El mal de la taiga

Cristina Rivera Garza

Fragmento

El mal de la taiga

I

Lo mismo

Que habían vivido ahí, me dijeron. Que ésa era la casa. Y la señalaban con una especie de timidez que bien podía confundirse con el respeto o con el terror. Sus dedos apenas lograban asomarse por las bocamangas de unos abrigos pesados y negros. El olor a carbón bajo sus brazos. Las uñas sucias. Esos labios tan resecos. Sus pupilas, que se movían con discreción hacia el objeto señalado, no tardaban en regresar a su punto de partida: la mirada frontal. ¿Qué buscaba ahí en realidad? Eso era lo que me preguntaban sin atreverse a preguntar. Y yo, que tampoco lo sabía con exactitud, acoplaba mis pasos a los suyos. Y los seguía de regreso a la comarca entre la nieve.

No era una casa, eso habría que decirlo desde ahora. Yo hubiera descrito lo que vi esa mañana de inicios de otoño como una cabaña, tal vez menos. Una casucha. Era, en todo caso, una estructura habitacional hecha de tablas de madera y pedazos de cartón y abundantes ramas secas. Tenía un techo, en efecto, de dos aguas; y un par de ventanas que, a falta de vidrio, recubrían con un plástico grueso y transparente. Tenía el aire de ser un último refugio. Daba la impresión de que, más allá, sólo quedaban la intemperie y la ley de la intemperie y el cielo, muy azul, tan alto, sobre la intemperie.

Recuerdo el frío. Recuerdo el frío sobre todo. Recuerdo las mandíbulas apretadas. Los puños dentro de los bolsillos.

Habían llegado ahí, según mis datos, a inicios del invierno. Lo había colegido así porque la última comunicación que emitieron había salido de una oficina de telégrafos de un poblado fronterizo que quedaba a unos doscientos kilómetros de distancia. El telegrama, dirigido al hombre que me había encargado la investigación, afirmaba escueta pero sólo indirectamente que no pensaban regresar jamás: «CUANDO DECIMOS ADIÓS, ¿QUÉ ES LO QUE SALUDAMOS EN REALIDAD?».

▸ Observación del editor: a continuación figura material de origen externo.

PR #1956, opened 2025-03-31
Draft: Move the frontend into its own package

rgaiacs:


yuvipanda:
I think I just published it from my personal npm token!

Thanks for taking this on, @rgaiacs! I'll try find some reviewers.

rgaiacs:
I was trying to build a example of how to use the package, https://github.com/rgaiacs/binderhub-frontend-example, but I end up with some JavaScript compilation challenges.

rgaiacs:
Close as replaced by https://github.com/jupyterhub/binderhub/pull/1978.

PR #682, opened 2018-02-14
Update install instructions for PHP7 on Ubuntu.

maxolasersquad:
Some instructions are PHP5 specific, while someone doing a new install is probably using PHP7. I updated some sections to reflect PHP7.

### DIFF
--- a/admin_manual/installation/source_installation.rst
+++ b/admin_manual/installation/source_installation.rst
@@ -423,14 +423,15 @@ variables in the appropropriate ``php-fpm`` ini/config file.
 
 Here are some example root paths for these ini/config files:
 
-+--------------------+-----------------------+
-| Ubuntu/Mint        | CentOS/Red Hat/Fedora |
-+--------------------+-----------------------+
-| ``/etc/php5/fpm/`` | ``/etc/php-fpm.d/``   |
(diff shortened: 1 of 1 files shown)


MorrisJobke:
> And I would use the reference to php7 first (for Nextcloud 14, we can remove the reference to php5 since it won't be supported any more)

The docs master is still 13 - so this is fine.

c0fe:
Is this still an open thing? I have installed PHP 7.0 and PHP 7.2 on my ends. I can add the instructions if this is still allowed.

MorrisJobke:
> Is this still an open thing? I have installed PHP 7.0 and PHP 7.2 on my ends. I can add the instructions if this is still allowed.

There shouldn't be anything else needed. We have the details for Ubuntu 16.04 already in the docs, which installs PHP 7.0. We should not document how to install third party repos, because they aren't supported by the distros anyways.

maxolasersquad:
I'm not clear on what is blocking this change from being accepted. Nextcloud 13 supports PHP 5 & 7. The "php-fpm configuration notes" only have instructions for configuring PHP5. This MR adds details for PHP 7.

I can add instructions for Debian if someone can provide those additional instructions. I don't have any machines running Debian.

PR #684, opened 2018-02-16
Documentation bump

skjnldsv:
WIP
- [x] New button
- [x] Inputs/form in popover
- [ ] ~~Top right header~~


developer_manual/design/index.rst
```diff
@@ -5,6 +5,7 @@ Design guidelines
 .. toctree::
    :maxdepth: 2
 
+   newbutton
```
juliushaertl: I'd say this should be part of the navigation section. :wink:

skjnldsv: I asked myself the same question! I think you're right :)

juliushaertl: Why is it placed outside? Then it wouldn't be in the sidebar anymore.

skjnldsv: Hu! I'm an idiot, I wanted to say outside the ul navigation, but yes, this is inside the app-navigation. ^^'

skjnldsv: Nevertheless, we also have a specific settings page which is also in the app-navigation div, so which do you prefer? Inside the navigation page or like this ?

juliushaertl: Ah ok :wink: Makes sense to have them grouped by the "app-navigation". Maybe we should also move the settings stuff to there, since that is in the app-navigation as well.

skjnldsv: I agree! :)

skjnldsv:
@juliushaertl Here we go! :)
Can you help and review https://github.com/nextcloud/server/pull/8373 pls?
So I can document this and add it here?

developer_manual/design/navigation.rst
```diff
@@ -2,10 +2,61 @@
...
 ===============
-App navigation
+New button
 ===============
 
+Introduction
+-------------
+
+A 'new' button is just a stylised button located above the navigation part of your app.
+It can be tied to whatever you want as long as it follow those simple rules.
```
skjnldsv: to whatever action?

developer_manual/design/navigation.rst
```diff
@@ -2,10 +2,61 @@
...
+===============
+
+The navigation section of any nextcloud app is the left sidebar.
+It is basically composed of
+
+* a 'new' button
+* a menu
+* a settings area
+
+The 'new' button and the settings area are optional.
```
skjnldsv: Should we add a global code block to show a full example?

skjnldsv:
@juliushaertl Here we go! :)
Can you help and review https://github.com/nextcloud/server/pull/8373 pls?
So I can document this and add it here? 

Also, see comments I made on this pr :)

cc @jancborchardt

developer_manual/design/navigation.rst
juliushaertl: Maybe just call it primary action button, since it is then not limited to a create action. And we can  get rid of the `It can be tied to whatever you want` sentence.

developer_manual/design/navigation.rst
```diff
@@ -2,10 +2,61 @@
...
+        <div class="app-navigation-new">
+            <button type="button" class="icon-add">Add user</button>
+        </div>
+    </div>
+
+Rules
+------
+
+* Stay simple, don't use overcomplicated text in this button.
+* Avoid using sentences longer than one line.
```
juliushaertl: Maybe also:
- Only use a single button

developer_manual/design/navigation.rst
```diff
@@ -387,3 +438,43 @@ Various information
...
+=========
+Settings
+=========
+
+Introduction
+-------------
+
+To create a settings area create a div with the id ``app-settings`` inside the ``app-navigation`` div.
+
+* The data attribute ``data-apps-slide-toggle`` slides up a target area using a jQuery selector and hides the area if the user clicks outside of it.
```
juliushaertl: Is the toggling done by server code or do the app developer need to implement it themselves?

developer_manual/design/navigation.rst
juliushaertl: Should be clear from the other examples imo.

developer_manual/design/navigation.rst
skjnldsv: server :)

skjnldsv:
Let's get this in! :)
@nextcloud/documentation

MorrisJobke:
> Let's get this in! :)

Let's wait until 13 is branched off.

skjnldsv:
@MorrisJobke clear? :)

MorrisJobke:
> @MorrisJobke clear? :)

Pushed `stable13` -  ready to go 👍

PR #705, opened 2018-03-05
New layout and design

### LINKED ISSUE #244: Adjust Header
cc @Espina2 @jospoortvliet

skjnldsv:
Fix #244 
Shameless copy/paste and adapted the correct classes to have a static website.
Of course, no fancy menu nor animations, this is the documentations, there's no need to over complicate things that much :)

- Css are copy/paste from the sass generated one from nextcloud_com git
- Cleaned most of our html in header and footer since there's a lot of functionalities we don't want
- Switched to automatic copyright generation to match our site


_shared_assets/themes/nextcloud_com/static/styles.css
```diff
@@ -7,33 +7,7 @@
...
-    src: local('Open Sans Italic'), local('OpenSans-Italic'), url(fonts/OpenSans-Italic.woff) format('woff'), url(fonts/OpenSans-Bold.ttf) format('ttf');
-}
-
-@font-face {
-    font-family: 'Open Sans';
-    font-style: normal;
-    font-weight: light;
-    src: local('Open Sans Light'), local('OpenSans-Light'), url(fonts/OpenSans-Light.woff) format('woff'), url(fonts/OpenSans-Light.ttf) format('ttf');
-}
+@import url('https://fonts.googleapis.com/css?family=Open+Sans:300,300i,400,400i,600,600i,700,700i,800,800i');
```
juliushaertl: Let's just keep the local fonts please :wink:

skjnldsv: @juliushaertl I'm using the same data used by our website. Otherwise we have a font issue as the SemiBold is missing from the documentation ressources :)

juliushaertl: @skjnldsv I've pushed two commits to add the newest OpenSans fonts and revert the font face rules, so fonts will be fetched from the same host.

MorrisJobke:
Deployed already - we maybe should port it later to stable12 and stable11 once we have more feedback.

Tomé el caso porque siempre he sentido una debilidad achacosa por formas de escritura que ya están en desuso: el radiograma, la taquigrafía, los telegramas. Fue cosa de tocar el papel amarillento y empezar a soñar. Las yemas de los dedos sobre las arrugas de la hoja. El olor a viejo. Algo guardado. ¿A quién se le hubiera ocurrido hacer algo así? A esos dos, por supuesto. De entre todos, sólo a ellos dos. ¿Desde qué lugar tan lejano en el espacio, tan lejano en el tiempo, había partido este puñado de mayúsculas? Y, sobre todo, ¿qué habían saludado en realidad? ¿Qué cosa o cosas habían aceptado en sus vidas? Quise saber eso desde el inicio. Quise entender.

El hombre me había citado en un café del centro, a las cuatro de la tarde. Lo había conocido apenas unas noches antes, frente a las imágenes de un bosque o de muchos bosques. Óleos. Radiografías. Instalaciones.

—¿Le gustan? —me había preguntado con un acento que no pude identificar de inmediato.

Le dije la verdad. Le dije que sí.

—¿Le intrigan los bosques? —preguntó otra vez, recargando una mano sobre la pared que también sostenía mi espalda. La parte posterior de mi cuello.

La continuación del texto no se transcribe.